Exploring Rare Categories on Graphs:

Representation, Inference, and Generalization

ABSTRACT

Rare category analysis refers to the problem of studying rare examples from the under-represented minority groups in an imbalanced data, which are observed in a variety of high-impact applications, such as fraud detection, emerging trend detection, rare disease diagnosis, and de-nov drug discovery. This tutorial aims to provide a concise review of the recent developments on rare category characterization, inference, and generalization in the data presented as graphs. In this tutorial, we will provide a concise review of rare category analysis on graph-structured data. In particular, we will start with the background and the unique challenges of rare category analysis on graphs, including (1) the highly-skewed class-membership distribution; (2) the non-separability nature of the rare categories from the majority classes; (3) the data and task heterogeneity, e.g., the multi-modal representation of examples, and the analysis of similar rare categories across multiple related tasks. Then we will introduce the recent developments in this problem setting, from representing rare patterns in a salient embedding space to the inference step that characterizes rare examples in a compact representation; from interpreting the prediction results to generating high-quality synthetic rare category examples for downstream applications, such as data augmentation and novelty discover. In the end, we will discuss the key challenges in rare category analysis and future directions.

Tutorial Slides

[PDF]

Outline

  • Introduction (10 mins)

    • What is rare categories

    • What are the key challenges in rare category analysis

    • What are some real-world applications with respect to rare category analysis

  • Part I: Rare Category Representation (20 mins)

    • Unsupervised representation learning

    • Supervised representation learning

  • Part II: Rare Category Inference (20 mins)

    • Inferences for prediction

    • Inferences for interpretation

  • Part III: Rare Category Generalization (30 mins)

    • Data augmentation

    • Novelty Discovery

  • Part IV: An End-to-End Rare Category Analysis Prototype (5 mins)

  • Part V: Conclusion and Future Directions (5 mins)

  • Part VI: Q&A (5 mins)

Speakers

Dawei Zhou is currently a Ph.D. student at the Department of Computer Science, University of Illinois at Urbana-Champaign. His current research interests include rare category analysis, active learning, and semi-supervised learning, with applications in financial fraud detection, social network analysis. Dawei Zhou has worked on rare category analysis for 4 years, which results in 14 publications at major conferences (e.g., IJCAI, AAAI, KDD, WWW, CIKM, SDM, ICDM) and 7 journals (e.g., TKDD, DMKD).

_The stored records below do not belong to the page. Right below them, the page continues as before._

PR #902, opened 2026-03-10
fix: improve performance, upgraded otel fastify

fenos:

Improvement

## What is the new behavior?

- Upgraded deprecated otel library `@opentelemetry/instrumentation-fastify` to `https://www.npmjs.com/package/@fastify/otel` 
- Removed duplicates metrics 
- Improve allocations and performance on logs filters
- Use batch observe to monitor pool metrics


src/internal/monitoring/otel-tracing.ts
```diff
@@ -81,11 +84,21 @@ if (tracingEnabled && traceExporter && spanProcessors.length > 0) {
...
+      // It auto-sets http.route, http.request.method, url.path on spans.
+      // Other attributes (tenant.ref, trace.mode) are set in Fastify hooks
+      // via trace.getActiveSpan() (see tracing.ts, log-request.ts).
+      new FastifyOtelInstrumentation({
+        enabled: true,
+        registerOnInitialization: true,
+        ignorePaths: (routeOpts) => {
+          return ignoreRoutes.includes(routeOpts.url)
+        },
+      }),
```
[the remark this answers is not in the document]
ferhatelmas: this is a valid problem: https://github.com/fastify/otel?tab=readme-ov-file#fastifyotelinstrumentationoptionsrequesthook-function

src/http/plugins/tracing.ts
```diff
@@ -26,6 +27,16 @@ export const tracing = fastifyPlugin(
         } else {
           request.tracingMode = defaultTracingMode
         }
+
+        const span = trace.getActiveSpan()
```
ferhatelmas: there is a [comment below from coderabbit](https://github.com/supabase/storage/pull/902/changes#r2911006882) 

in short, this is the span for the hook itself, not the root request span so it won't propagate

src/internal/monitoring/metrics.ts
```diff
@@ -240,11 +216,45 @@ export const httpPoolErrors = withMetricLabels(
...
+    name,
+    type: 'gauge',
+    enabled: !disabledMetrics.has(name),
+  }
+  metricsRegistry.set(name, entry)
+
+  return {
+    instrument: meter.createObservableGauge(name, options),
+    entry,
+  }
```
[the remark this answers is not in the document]
ferhatelmas: this is valid as well

src/internal/monitoring/otel-metrics.ts
```diff
@@ -210,6 +212,18 @@ if (otelMetricsEnabled) {
         instrumentName: 'db_connection_acquire_seconds',
         aggregation: histogramAggregation,
       },
+      // Drop duplicate HTTP metrics from auto-instrumentations — we have our own in metrics.ts
```
ferhatelmas: just noting, we weren't using so it's fine but this will drop outbound http client metrics as well

src/internal/monitoring/logger.ts
```diff
@@ -165,70 +165,74 @@ export function buildTransport(): pino.TransportMultiOptions {
...
+  const qIdx = url.indexOf('?')
+
+  // Fast path: no query string, nothing to redact
+  if (qIdx === -1) return url
+
+  const query = url.slice(qIdx + 1)
+  // Fast path: no sensitive params present
+  if (!params.some((p) => query.includes(p))) return url
 
+  const lUrl = new URL(url, `${req.protocol}://${req.hostname}`)
```
ferhatelmas, line 235: changes in this file is a nice boost 👍🏻

monitoring/grafana/dashboards/storage-otel.json
```diff
@@ -19,7 +19,7 @@
   "editable": true,
   "fiscalYearStartMonth": 0,
   "graphTooltip": 1,
-  "id": 2,
```
ferhatelmas, line 22: commenting here but how about dropping the other dashboard (storage.json)?

src/internal/database/pool.ts
```diff
@@ -72,22 +85,108 @@ const tenantPools = new TTLCache<string, PoolStrategy>({
...
+let cachedPoolStats: PoolStatsSnapshot = {
+  poolCount: 0,
+  totalConnections: 0,
+  totalInUse: 0,
+  perTenant: [],
+}
+let collectInProgress = false
+
+async function collectPoolStats() {
+  if (collectInProgress) return
```
ferhatelmas, line 107: is it worth of tracking how much stale?

src/internal/database/pool.ts
```diff
@@ -72,22 +85,108 @@ const tenantPools = new TTLCache<string, PoolStrategy>({
...
+  collectInProgress = true
+
+  try {
+    const entries = [...tenantPools.entries()]
```
ferhatelmas: There are some conditions below where a pool wasn't added into the cache. Missing them is intentional/insignificant because they are short-lived?

fenos: what do you mean?

src/internal/database/pool.ts
fenos: just a small precaution

monitoring/grafana/dashboards/storage-otel.json
fenos: Will drop in another PR

src/internal/database/pool.ts
ferhatelmas: was referring to [this condition](https://github.com/supabase/storage/pull/902/changes#diff-da48fb498d52277cba8f3ee946a0dfd2f1f6c893c0cc5c10e119be2c5c366820R219)

src/internal/monitoring/metrics.ts
```diff
@@ -44,41 +38,74 @@ export function setMetricsEnabled(changes: { name: string; enabled: boolean }[])
...
+    meter.createHistogram('http_request_duration_seconds', {
+      description: 'HTTP request duration in seconds',
+      unit: 's',
+    })
 )
 
-export const httpRequestsTotal = withMetricLabels(
-  'http_requests_total',
-  'counter',
+export const httpRequestsTotal = registerMetric('http_requests_total', 'counter', () =>
```
ferhatelmas: good to drop at this point?

monitoring/grafana/dashboards/storage-otel.json
```diff
@@ -1162,35 +1162,43 @@
             "type": "prometheus",
             "uid": "local_prometheus"
           },
-          "expr": "sum(rate(storage_api_otel_http_requests_total{region=~\"$region\", instance=~\"$instance\"}[$__rate_interval]))",
```
ferhatelmas, line 1165: related to https://github.com/supabase/storage/pull/902#discussion_r2919098895

src/internal/monitoring/metrics.ts
```diff
@@ -44,41 +38,74 @@ export function setMetricsEnabled(changes: { name: string; enabled: boolean }[])
...
+
+// ============================================================================
+// Meter & registration
+// ============================================================================
+export const meter = metrics.getMeter('storage-api')
+
+function stripTenantAttrs(attrs: Attributes): Attributes {
+  const { tenantId, tenant_id, ...rest } = attrs as Record<string, unknown>
+  return rest as Attributes
+}
```
ferhatelmas, line 54: is it worth of checking the config and not adding in the first place?

src/http/plugins/metrics.ts
```diff
@@ -90,7 +90,6 @@ export const httpMetrics = (options: HttpMetricsOptions = {}) =>
 
         const attributes = {
           method,
-          route,
```
ferhatelmas, line 93: what is the reason? cardinality + covered by operation?

sounds good but there are still references to it in dashboard though

src/internal/monitoring/metrics.ts
fenos: yes, but it would be too manny if in too many places

src/http/plugins/metrics.ts
fenos: Yes, cardinality, we do use the operation only, i don't think we reference the route

ferhatelmas: Top 10 panels refer it

src/internal/monitoring/metrics.ts
ferhatelmas: yes, it will be a bit messier since will clutter usage. We can do it as a follow up (if needed)

PR #903, opened 2026-03-11
feat: add RLS operation ergonomics

ferhatelmas:

Feature

Users need to write raw comparisons which can be brittle.

## What is the new behavior?

A bit higher level helpers to ease writing a policy. 

## Additional context

* single and any exact case-sensitive match
* storage prefix is optional
* moved legacy operations to operations.ts and linked to docs for easier discoverability
* docs: https://github.com/supabase/supabase/pull/43859

### DIFF
--- a/src/http/routes/operations.ts
+++ b/src/http/routes/operations.ts
@@ -1,3 +1,6 @@
+// This file defines all the operation names used in the application for better maintainability and to avoid typos.
+// This file is linked from the docs to provide a list of all available operations.
+// Any change to this file should be reflected in the docs if applicable.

Lecheng Zheng is currently a Ph.D. student at the Department of Computer Science, University of Illinois at Urbana-Champaign. His current research interests include graph generation, heterogeneous learning, and semi-supervised learning. Lecheng Zheng has worked on graph generation for two years, which results in 4 publication at major conferences (e.g. AAAI, KDD, WWW, SDM) and 1 journal.

Jingrui He is an associate professor at School of Information Sciences, University of Illinois at Urbana-Champaign. She received her Ph.D. degree from Machine Learning Department, Carnegie Mellon University in 2010. Her research interests include rare category analysis, heterogeneous learning, semi-supervised learning, and active learning, with applications in semiconductor manufacturing, social media analysis, traffic prediction, healthcare, etc. Dr. He has worked on the topic of rare category analysis for over 10 years, which results in more than 30 publications at major conferences (e.g., NIPS, IJCAI, AAAI, KDD, ICML, ICDM) and journals (e.g., TKDE, TKDD, DMKD) and 1 books.